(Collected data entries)

******************************

PR #909, opened 2022-02-22
set default prediction formatters

noamzbr:

In case the user does not define prediction formatters, we should provide default formatters.


deepchecks/vision/base.py
```diff
@@ -91,10 +92,33 @@ def __init__(self,
...
+                    task_type = None
+
+                if task_type == TaskType.CLASSIFICATION:
+                    prediction_formatter = ClassificationPredictionFormatter()
+                elif task_type == TaskType.OBJECT_DETECTION:
+                    prediction_formatter = DetectionPredictionFormatter()
+                else:
+                    raise DeepchecksNotSupportedError(f'No scorers match task_type {task_type}')
+
+            if prediction_formatter is not None:
```
matanper, line 115: why would it be None here?

matanper (approved):

deepchecks/vision/base.py
noamzbr: if both it and model were not defined

matanper: but you are insde "if model is not None"

PR #929, opened 2022-02-24
Update vision suite

noamzbr:
Add new checks to builtin vision suite

### DIFF
--- a/deepchecks/vision/suites/default_suites.py
+++ b/deepchecks/vision/suites/default_suites.py
@@ -14,11 +14,14 @@ Each function returns a new suite that is initialized with a list of checks and 
 It is possible to customize these suites by editing the checks and conditions inside it after the suites' creation.
 """
 from deepchecks.vision.checks import ClassPerformance, TrainTestLabelDrift, MeanAveragePrecisionReport, \
-                                     MeanAverageRecallReport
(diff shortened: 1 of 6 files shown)


ItayGabbay (approved):

deepchecks/vision/suites/default_suites.py
```diff
@@ -14,29 +14,38 @@
...
     )
 
 
 def model_evaluation() -> Suite:
     """Create a suite that is meant to test model performance and overfit."""
     return Suite(
         'Model Evaluation Suite',
-        ClassPerformance().add_condition_test_performance_not_less_than(0.5),
-        MeanAveragePrecisionReport().add_condition_test_average_precision_not_less_than(0.5),
-        MeanAverageRecallReport().add_condition_test_average_recall_not_less_than(0.5),
```
JKL98ISR, line 39: why not have a condition per check like in tabular?

noamzbr: Currently these conditions are "too conservative" and will raise a lot of failed conditions, and I'm not sure what magic number we define here will work for different classes. I think we'll need to redefine the condition (perhaps have the threshold be dependent on the number of classes) and I prefer to have this hotfix out for now till we do that.

noamzbr: Opened #930 for that

PR #935, opened 2022-02-28
Add segment performance check

### LINKED ISSUE #917: [FEAT][CV] Segment performance according to image / label properties.
Currently, the class performance check shows performance per class.

We want the option to segment the performance according to additional properties, such as image or label properties. 
Implementation can be either enabling to select some other property to segment the performance, or alternatively letting the user select two such properties and showing the resulting performance in a grid, similar to the segment performance check in tabular.

matanper:
resolve #917 

Open problems:
1. 'None' handling of properties
2. Bins size comparison to detect unshuffled data

TBD:
1. tests
3. complete notebook


deepchecks/vision/checks/performance/segment_performance.py
```diff
@@ -0,0 +1,240 @@
...
+
+        batch_data = zip(labels, predictions, batch_properties)
+        # If we already defined bins, add the current data to them
+        if bins is not None:
+            _divide_to_bins(bins, batch_data)
+        else:
+            # Add the current data to the samples list
+            samples_for_bin.extend(batch_data)
+            # Check if enough data to infer bins
+            if len(samples_for_bin) < self.number_of_samples_to_infer_bins:
```
noamzbr:
```suggestion
            if len(samples_for_bin) >= self.number_of_samples_to_infer_bins:
```
We want more sample then that threshold right?

deepchecks/vision/checks/performance/segment_performance.py
```diff
@@ -0,0 +1,240 @@
...
+        (fig.update_xaxes(title=None, type='category', matches=None)
+            .update_yaxes(title=None)
+            .for_each_annotation(lambda a: a.update(text=a.text.split('=')[-1]))
+            .for_each_yaxis(lambda yaxis: yaxis.update(showticklabels=True)))
+
+        return CheckResult(value=bins, display=fig)
+
+    def _create_bins_and_metrics(self, batch_data: t.List[t.Tuple], dataset):
+        """Return dict of bins for each property in format
+        {property_name: [{start: val, stop: val, count: x, metrics: {name: metric...}}, ...], ...}"""
```
noamzbr, line 182:
```suggestion
        {property_name: [{start: val, stop: val, count: x, metrics: {name: metric...}}], ...}"""
```

matanper: this is not true, since this is a list with multiple items

deepchecks/vision/checks/performance/segment_performance.py
matanper: fixed

deepchecks/vision/checks/performance/segment_performance.py
noamzbr: what other item is there after the metric?

ItayGabbay (approved):

PR #1575, opened 2022-06-03
[Issue-1509] reimplemented `is_widgets_enabled` function

yromanyshyn:
resolves #1509 

NOTE: still testing, and writing tests

Issue #1509, opened 2022-05-25
[BUG] `deepchecks.utils.ipython.is_widgets_enabled` does not work properly 


yromanyshyn:
**Short summary**

regarding `deepchecks.utils.ipython.is_widgets_enabled` function

That is not the right way to verify whether widgets are enabled or not:
- there is always a possibility that a user had started the jupyter server with not default config path
- there are two extension types:
     + classical notebook extensions (managed by 'jupyter nbextension');
     + jupyterlab extensions (managed by 'jupyter labextension');

matanper:
Also in databricks it doesn't work properly:

![image](https://user-images.githubusercontent.com/9868530/170455661-9f98f5cf-6f7b-4f58-ab4a-bed0664b6ebc.png)

PR #1611, opened 2022-06-13
[suggestion] new suite/check result display api 

yromanyshyn:
this is an alternative solution to the issue #1509 (PR #1575)

as we saw there is no an easy way to determine whether ipywidgets use is possible because
- jupyter does not provide any api to obtain this kind of info
- all those environments/platforms (collab, databricks, kaggle, ...) are not unified and work differently

this PR suggests a more pragmatic solution: stop caring about that and provide a fallback method(s) for users

it adds the next methods to the check/suite result:

`show(as_widget: bool, **kwargs)`
displays result

`show_in_iframe(as_widget: bool, **kwargs)`
serializes result into independent html doc and displays within iframe

`show_in_window(as_widget: bool, **kwargs)`
serializes result into independent HTML doc and shows it in a seperate window

`show_not_interactive()`
displays result without ipywidgets and also transforms Plotly figures into images


matanper:
if the iframe always works when the user will want the non interactive option?

yromanyshyn:
@matanper 

> if the iframe always works when a user will want the non-interactive option?

I have tested iframe in sagemaker, kaggle, databricks, nbclassic, jupyterlab, vscode
it works and looks good

but I cannot say in what env with what restrictions/limitations user will use deepchecks library
so I think it is a good idea to provide this option

>we still want to avoid a situation the user doesn't see any display and doesn't know why, so I guess the default should be iframe

hm..., yup, why not
then `show` will use iframe by default and `show_in_iframe` is not needed anymore

deepchecks/core/display.py
```diff
@@ -0,0 +1,368 @@
...
+                    full_html=True,
+                    include_requirejs=True,
+                    include_plotlyjs=True,
+                    is_for_iframe_with_srcdoc=True,
+                    **kwargs
+                )),
+                raw=True
+            )
+
+    # def show_in_iframe(
```
matanper, line 121: why is that in comment?

deepchecks/core/display.py
```diff
@@ -0,0 +1,368 @@
...
+            web.setGeometry(0, 0, 1200, 1200)
+
+            html_out = io.StringIO()
+            result.save_as_html(html_out)
+            web.setHtml(html_out.getvalue())
+            web.show()
+
+            sys.exit(app.exec_())
+        except BaseException:  # pylint: disable=broad-except
+            print(
```
JKL98ISR, line 244: use get_logger function

deepchecks/core/serialization/check_result/html.py
```diff
@@ -255,8 +297,18 @@ def handle_callable(cls, item, index, **kwargs) -> str:
...
+    def handle_figure(
+        cls,
+        item: BaseFigure,
+        index: int,
+        plotly_to_image: bool = False,
+        **kwargs
+    ) -> str:
         """Handle plotly figure item."""
+        if plotly_to_image is True:
+            img = item.to_image(format='png', engine='auto')
```
JKL98ISR, line 309: use jpg, much smaller

deepchecks/core/display.py
```diff
@@ -0,0 +1,368 @@
...
+
+    @property
+    @abc.abstractmethod
+    def html_serializer(self) -> HtmlSerializer[t.Any]:
+        """Return HtmlSerializer instance."""
+        raise NotImplementedError()
+
+    def show(
+        self,
+        as_widget: bool = True,
```
matanper, line 59: If as_widgets is false, doesn't it mean we need to use the HTML serializer?

deepchecks/core/display.py
yromanyshyn: fixed

deepchecks/core/serialization/check_result/html.py
yromanyshyn: ok, fixed

deepchecks/core/display.py
yromanyshyn: not in the case of the `show` method 
here we are using `IPythonSerializer`

take a look at how it deals with plotly figures 
generally saying, when we use `IPythonSerializer` 
we delegate display responsibility to the plotly figure itself

but in the case of `show_in_iframe` method we `HtmlSerializer`

deepchecks/core/display.py
yromanyshyn: I thought that we going to use iframe by default, therefore, commented it

uncommented (bring it back)

deepchecks/core/display.py
matanper: So If we got the IFrame I wonder if it's smart to continue support also the IPython serializer

yromanyshyn: nope, we need it, I mean `IPythonSerializer`

shortly:
- we cannot use `HtmlSerializer` in the case of `show(as_widget=False)`, because we do not know how plotly figures should be serialized in the current context (therefore we use `IPythonSerializer` and  delegate this task to the plotly itself)
- we cannot use `IPythonSerializer` in the case of `show_in_iframe(as_widget=False) / show_in_window(as_widget=False)`, becasue we cannot use `IPythonSerializer` to produce html document

matanper: yea I meant we will just drop the as_widgets, we will always do it as widgets, unless it's non-interactive

ItayGabbay (approved):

******************************

Please report every line among the entries that includes "these".

Solution to this task:
 It is possible to customize these suites by editing the checks and conditions inside it after the suites' creation.
noamzbr: Currently these conditions are "too conservative" and will raise a lot of failed conditions, and I'm not sure what magic number we define here will work for different classes. I think we'll need to redefine the condition (perhaps have the threshold be dependent on the number of classes) and I prefer to have this hotfix out for now till we do that.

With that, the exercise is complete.